Track racing is aggressive and crashes are common, but rarely serious. One of the worst in recent Australian racing was Craig Milton's now legendary spill in Launceston in 1985. Milton went down when a tyre blew out on him, and as he landed his pedal dug up a splinter of the then-new track surface. A 33cm long, 1cm wide spike entered his torso just under the armpit, puncturing his lung and stopping 1cm from his heart. The spike had to be broken off the track surface so Milton could be removed and he spent 8 hours under the knife as surgeons pulled bits of wood out of the wound. Milton got back on the bike a week later to win the Australian 10 mile and team pursuit championships. His effort in the team pursuit tore open the stitches and he finished the event with his blue NSW track squad strip dyed red, and had to immediately return to hospital. The spike is on display in his bike shop in Cronulla.
Belgians Tom Steels and Matthew Gilmore found it hard going representing their country in the madison at the first round of the Track World Cup(2004) in Moscow.

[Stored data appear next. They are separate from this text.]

PR #36, opened 2016-07-23
LOG4J2-1489 Add time zone support to FixedDateFormat

rzschech:
Add time zone support to FixedDateFormat


remkop:
Can you link this pull request to another Jira? 
LOG4J2-1341 is the ticket for GC-free pattern converters which is not related to FixedDateFormat. Feel free to create a new Jira ticket if no matching one exists.

remkop:
Is this related to [LOG4J2-1246](https://issues.apache.org/jira/browse/LOG4J2-1246)?

rzschech:
This change is related to GC-free patterns as it allows DatePatternConverter to support a timezone parameter and remain GC-free. Before this change the DatePatternConverter falls back to the non-GC-free FastDateFormat if there is a timezone parameter.

This is not related to LOG4J2-1246 as it is not outputting the timezone information. It is just outputting the date/time relative to the timezone parameter rather than the default timezone.

rzschech:
I've created a Jira LOG4J2-1489 and updated the pull request.

PR #41, opened 2016-08-26
Documentation bug for purgeAscending method.

challarao:
For "@param highIndex  Log file associated with high index will be deleted if needed. "
That is incorrect it seems, that applies to purgeDescending.

That message should be under lowIndex with message "@param lowIndex. Log file associated with low index will be deleted if needed. "

Because purgeAscending deletes the one with the low index if required, if I'm not wrong.


challarao:
Thanks for accepting pull request.

PR #42, opened 2016-09-02
[LOG4J2-1559] Check proper value in LevelRangeFilter

andreyp1986:
https://issues.apache.org/jira/browse/LOG4J2-1559

### DIFF
--- a/log4j-core/src/main/java/org/apache/logging/log4j/core/filter/LevelRangeFilter.java
+++ b/log4j-core/src/main/java/org/apache/logging/log4j/core/filter/LevelRangeFilter.java
@@ -61,7 +61,7 @@ public final class LevelRangeFilter extends AbstractFilter {
             @PluginAttribute("onMismatch") final Result mismatch) {
             // @formatter:on
         final Level actualMinLevel = minLevel == null ? Level.ERROR : minLevel;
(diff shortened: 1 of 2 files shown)


garydgregory:
Thank you for your report.
Can you also provide a unit test the demonstrates the problem? IOW, it should fail without your patch.

andreyp1986:
NP, I'll add a test in org.apache.logging.log4j.core.filter.LevelRangeFilterTest.
Is it possible to somehow edit current pull request to add unit test commit?

jvz:
If you want to keep it in a single commit, make your changes, then do `git commit --amend` and `git push --force`. There's also a way to do that using `git rebase -i`, but I find that overkill for this sort of thing.

andreyp1986:
BTW, LevelRangeFilter default range values are wrong now.
```
        final Level actualMinLevel = minLevel == null ? Level.ERROR : minLevel;
        final Level actualMaxLevel = minLevel == null ? Level.ERROR : maxLevel;
```
According to log4j 1.2, default range is full range.
https://logging.apache.org/log4j/extras/apidocs/org/apache/log4j/filter/LevelRangeFilter.html
IE, better range should be OFF->ALL.

andreyp1986:
Pushed a unit test.

PR #43, opened 2016-09-22
Adds targetNamespace in log4j-config.xsd

shubhankar1100:
Adds targetNamespace in log4j-config.xsd , As there is no targetNamespace for log4j2-config which lead to failure of xml validation.


garydgregory:
Thank you for the PR! Merged in Git master.

PR #44, opened 2016-09-27
Update appenders.xml

shubham391:
Fix "filePattern" description


garydgregory:
Thank you for your report. Diff applied to Git master.

PR #46, opened 2016-10-05
add configurable syslog layout

doumdoum:
Implements configurable syslog message as sketched in:
https://issues.apache.org/jira/browse/LOG4J2-969.


garydgregory:
If the new layout implements a builder instead of a factory method, this will avoid deprecating the factory method in the future if anything needs to change in the layout. At least, that how I would do it.

doumdoum:
OK on your remarks. 
I've simplified implementation: everything is done now in SyslogLayout.
A child Layout (such as PatternLayout) can be  specified, thus removing the need to specify layout properties in Factory.

doumdoum:
ping ?

cbarbaza:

Steels fell twice and Gilmore once during the heat and final, and Steels finished up with a 7cm splinter of wood in his back.
"It was a race for real kamikazes, hence the falls," Steels was quoted on VRT Teletekst. "After the race the doctor had to remove a seven centimetre splinter from my back. Fortunately my road campaign is not endangered."

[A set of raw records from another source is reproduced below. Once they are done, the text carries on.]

PR #48, opened 2016-11-11
LOG4J2-1692: Add putAll() / pushAll() methods to CloseableThreadContext

GregDThomas:
This provides a patch to implement CloseableThreadContext.putAll() and CloseableThreadContext.pushAll()

### DIFF
--- a/log4j-api/src/main/java/org/apache/logging/log4j/CloseableThreadContext.java
+++ b/log4j-api/src/main/java/org/apache/logging/log4j/CloseableThreadContext.java
@@ -62,8 +62,8 @@ public class CloseableThreadContext {
     }
 
     /**
-     * Populates the Thread Context Map with the supplied key/value pairs. Any existing keys in the
-     * {@link ThreadContext} will be replaced with the supplied values, and restored back to their original values when
+     * Populates the Thread Context Map with the supplied key/value pair. Any existing key in the
+     * {@link ThreadContext} will be replaced with the supplied value, and restored back to their original value when
      * the instance is closed.
      *
      * @param key   The  key to be added
@@ -72,6 +72,31 @@ public class CloseableThreadContext {
      */
     public static CloseableThreadContext.Instance put(final String key, final String value) {
         return new CloseableThreadContext.Instance().put(key, value);
+    }
+
+    /**
+     * Populates the Thread Context Stack with the supplied stack. The information will be popped off when
+     * the instance is closed.
+     *
+     * @param values The stack of values to be added
+     * @return a new instance that will back out the changes when closed.
+     * @since 2.7.1
+     */
+    public static CloseableThreadContext.Instance pushAll(final ThreadContext.ContextStack stack) {
+        return new CloseableThreadContext.Instance().pushAll(stack);
+    }
+
+    /**
+     * Populates the Thread Context Map with the supplied key/value pairs. Any existing keys in the
+     * {@link ThreadContext} will be replaced with the supplied values, and restored back to their original value when
+     * the instance is closed.
+     *
+     * @param values The map of key/value pairs to be added
+     * @return a new instance that will back out the changes when closed.
+     * @since 2.7.1
+     */
+    public static CloseableThreadContext.Instance putAll(final Map<String, String> values) {
+        return new CloseableThreadContext.Instance().putAll(values);
     }
 
     public static class Instance implements AutoCloseable {
@@ -110,13 +135,13 @@ public class CloseableThreadContext {
         }
 
         /**
-         * Populates the Thread Context Map with the supplied key/value pairs. Any existing keys in the
-         * {@link ThreadContext} will be replaced with the supplied values, and restored back to their original values when
+         * Populates the Thread Context Map with the supplied key/value pair. Any existing key in the
+         * {@link ThreadContext} will be replaced with the supplied value, and restored back to their original value when
          * the instance is closed.
          *
          * @param key   The  key to be added
          * @param value The value to be added
-         * @return the instance that will back out the changes when closed.
+         * @return a new instance that will back out the changes when closed.
          */
         public Instance put(final String key, final String value) {
             // If there are no existing values, a null will be stored as an old value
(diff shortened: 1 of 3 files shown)


log4j-api/src/main/java/org/apache/logging/log4j/CloseableThreadContext.java
```diff
@@ -74,6 +74,31 @@ private CloseableThreadContext() {
         return new CloseableThreadContext.Instance().put(key, value);
     }
 
+    /**
+     * Populates the Thread Context Stack with the supplied stack. The information will be popped off when
+     * the instance is closed.
+     *
+     * @param values The stack of values to be added
+     * @return a new instance that will back out the changes when closed.
+     * @since 2.7.1
```
mikaelstaldal: The next version will be 2.8.

log4j-api/src/main/java/org/apache/logging/log4j/CloseableThreadContext.java
```diff
@@ -74,6 +74,31 @@ private CloseableThreadContext() {
...
+    }
+
+    /**
+     * Populates the Thread Context Map with the supplied key/value pairs. Any existing keys in the
+     * {@link ThreadContext} will be replaced with the supplied values, and restored back to their original value when
+     * the instance is closed.
+     *
+     * @param values The map of key/value pairs to be added
+     * @return a new instance that will back out the changes when closed.
+     * @since 2.7.1
```
mikaelstaldal: The next version will be 2.8.

log4j-api/src/main/java/org/apache/logging/log4j/CloseableThreadContext.java
```diff
@@ -128,6 +153,37 @@ public Instance put(final String key, final String value) {
         }
 
         /**
+         * Populates the Thread Context Map with the supplied key/value pairs. Any existing keys in the
+         * {@link ThreadContext} will be replaced with the supplied values, and restored back to their original value when
+         * the instance is closed.
+         *
+         * @param values The map of key/value pairs to be added
+         * @return a new instance that will back out the changes when closed.
+         * @since 2.7.1
```
mikaelstaldal: The next version will be 2.8.

log4j-api/src/main/java/org/apache/logging/log4j/CloseableThreadContext.java
```diff
@@ -128,6 +153,37 @@ public Instance put(final String key, final String value) {
...
+            return this;
+        }
+
+        /**
+         * Populates the Thread Context Stack with the supplied stack. The information will be popped off when
+         * the instance is closed.
+         *
+         * @param values The stack of values to be added
+         * @return a new instance that will back out the changes when closed.
+         * @since 2.7.1
```
mikaelstaldal: The next version will be 2.8.

log4j-api/src/main/java/org/apache/logging/log4j/CloseableThreadContext.java
```diff
@@ -128,6 +153,37 @@ public Instance put(final String key, final String value) {
...
         /**
+         * Populates the Thread Context Map with the supplied key/value pairs. Any existing keys in the
+         * {@link ThreadContext} will be replaced with the supplied values, and restored back to their original value when
+         * the instance is closed.
+         *
+         * @param values The map of key/value pairs to be added
+         * @return a new instance that will back out the changes when closed.
+         * @since 2.7.1
+         */
+        public Instance putAll(final Map<String, String> values) {
```
mikaelstaldal: You should use `ThreadContext.putAll()` here.

log4j-api/src/main/java/org/apache/logging/log4j/CloseableThreadContext.java
```diff
@@ -74,6 +74,31 @@ private CloseableThreadContext() {
...
 
+    /**
+     * Populates the Thread Context Stack with the supplied stack. The information will be popped off when
+     * the instance is closed.
+     *
+     * @param values The stack of values to be added
+     * @return a new instance that will back out the changes when closed.
+     * @since 2.7.1
+     */
+    public static CloseableThreadContext.Instance pushAll(final ThreadContext.ContextStack stack) {
```
mikaelstaldal: It would be more useful to have the parameter as a `List<String>` since it will be a bit tricky to construct a `ThreadContext.ContextStack`.

log4j-api/src/main/java/org/apache/logging/log4j/CloseableThreadContext.java
mikaelstaldal: Also consider using `ThreadContext.removeAll()` that was recently added as part of [LOG4J2-1689](https://issues.apache.org/jira/browse/LOG4J2-1689).

src/site/xdoc/manual/thread-context.xml
```diff
@@ -26,164 +26,183 @@
...
-            Stack and then be identified by their order in the Stack or by the data itself. Since key/value
-            pairs are more flexible, the Thread Context Map is recommended when data items may be added during
-            the processing of the request or when there are more than one or two items.
-          </p>
-           <p>To uniquely stamp each request using the Thread Context Stack, the user pushes contextual information
-             on to the Stack.
-           </p>
-            <pre class="prettyprint linenums">
-ThreadContext.push(UUID.randomUUID().toString()); // Add the fishtag;
+        <section name="Log4j 2 API">
```
mikaelstaldal: Can you revert the formatting changes? It makes it hard to review the actual changes.

log4j-api/src/main/java/org/apache/logging/log4j/CloseableThreadContext.java
GregDThomas: Aha, took the version from the SNAPSHOT, will update this and others.

log4j-api/src/main/java/org/apache/logging/log4j/CloseableThreadContext.java
GregDThomas: I don't think that's sensible here;  the `CloseableThreadContext` will backup any existing values and restore them (or remove them, if no existing values) when closed. So even if we do use `ThreadContext.putAll()` it will still be necessary to iterate over the `Map`.

log4j-api/src/main/java/org/apache/logging/log4j/CloseableThreadContext.java
GregDThomas: I was anticipating that the usage will be simply `ThreadContext.getImmutableStack()` but as you say `List` is probably easier (and more closely aligns with the `Map` used for `putAll(...)`).

log4j-api/src/main/java/org/apache/logging/log4j/CloseableThreadContext.java
mikaelstaldal: Using `ThreadContext.putAll()` still makes sense since it will do an atomic update of `ThreadContext`.

mikaelstaldal: The atomicity does not cover map and stack together, only the context map. So to correct myself: `ThreadContext.putAll()` will do an atomic update of the context map.

It is also about performance since the context map is often implemented in a copy-on-write fashion.

GregDThomas: OK, I'm not personally convinced, but will make the appropriate changes.

mikaelstaldal:
Looks good.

A guy at my shop broke his shoulder from crashing at the local track. About 75% of the guy's at my shop race/have raced track and they all laugh at me when I say I think downhill racing is overall more dangerous. But the guy who broke his should explained it to me this way, "Imagine going 40mph into a banked corner and falling down, where not only are you going to hit cement hard and fast, but you also fall down another 10ft."
...I changed my opinion to downhill and track racing being equally as dangerous to an extent.